Researchers at the University of Virginia School of Medicine have shown how the common foodborne pathogen Escherichia coli (E. coli) assesses where and when to begin colonizing the human colon. This is through signalling, which signals to the organism that it is in a low-oxygen environment (as with the large intestine). This switches the virulence factor and provides the bacterium with a more effective means for establishing a stronger infection. In essence, E. coli has the capacity to wait until it has reached the-low oxygen large intestine before striking as specific genes are activated.
E. coli is commonly found in the lower intestine of humans and most other warm-blooded animals. Many are harmless; however, some serotypes can cause serious food poisoning in their hosts. Some types of E. coli can cause gastrointestinal infections, as an example (especially as the result of food poisoning). The biggest risk serotypes E. coli produce toxins (Shiga toxins) that can cause severe illness.
Commenting on the new assessment, principal scientists Dr. Melissa Kendall said: “Bacterial pathogens typically colonize a specific tissue in the host. Therefore, as part of their infection strategies, bacterial pathogens precisely time deployment of proteins and toxins to these specific colonization niches in the human host.”

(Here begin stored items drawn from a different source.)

PR #950, opened 2021-01-27
Fix lazy setup bug

jheek:
Fixes cases where setup is called on an unbound module:

- setup could be called on modules that have a parent but no name
- setup could be called recursively within setup if calling other methods


levskaya (approved):
Looks good, thanks!  Checking existence of `scope` is obviously the correct thing to do.  
And thanks for unifying the try_setup checks, I had meant to do that and forgot!

jheek:
Judging the positive sentiment of your comment, I think you forgot to press approve ;)

PR #953, opened 2021-01-28
Proposal for a new HOWTO side-by-side view

marcvanzee:
This is a proposal for showing side-by-side diff code for our HOWTOs in Read The Docs.

It turns out that it is possible to show code diff side-by-side by combining Sphinx tables with code blocks. However, this is a pain to write since the tables have to be nicely aligned (see example in the test file of this PR).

The researcher adds that this mechanism enables the bacteria to conserve energy and hide from being detected by the body’s immune systems. This is known as a virulence factor, which is when a substance released by a microorganism allows it to evade host defences or cause serious injury to the host.
The new research delivers the prospect that through understanding how bacterial pathogens sense where they are in the body, microbiologists may be able to prevent E. coli from sensing where they are inside a human host. This should lead to the organisms passing through the body without causing an infection.
The new research has been published in the journal Proceedings of the National Academy of Sciences. The research paper is titled “The sRNA DicF integrates oxygen sensing to enhance enterohemorrhagic Escherichia coli virulence via distinctive RNA control mechanisms.”